Even if you do not have the money, don’t worry. People can still get into Affluence if five registered users vouch that they are upper class enough to take part in the online community. Developers state that the restrictive nature of the website allows for better content than the normal social networks and allows people to make connections with other successful people.
Creator Russell Rockefeller assures the public that there is no massive conspiracy going on in the secret network of Affluence. Rather, the social network just allows successful people access to the best world events and connections that can help them get even wealthier. Users of Affluence have a personal virtual concierge that makes sure they know about all the exclusive parties and events across the globe, helping them live the wealthy lifestyle.
Even more exclusive than Affluence is the social network ASmallWorld. In order for a person to get into ASmallWorld, they need to have a college degree, make enough money for their application to go through, and get invited by members already on the site.
ASmallWorld networks the elite.
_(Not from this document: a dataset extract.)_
PR #4401, opened 2024-07-17
Bump kubectl and other binaries. Fix CVEs

maroshii:
Bump kubectl version to fix [CVE-2024-24790](https://github.com/advisories/GHSA-49gw-vxvf-fc2g). This requires a backport to 2.29 and bumping the cli image in the backend to fix the pipeline installer critical CVE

The biggest push is to help its members travel more effectively and get the very best luxury hotels and restaurants that the world has to offer. Membership on the network also includes perks like entrance to exclusive nightclubs and free services in various major cities.
Despite those claims, ASmallWorld has issues with its business model since it does not have advertisements and is not making very much money for its creator. Because of this, everybody has to pay $110 a year as a subscription fee. But even that is not enough, because ASmallWorld caps its membership at 250,000 people.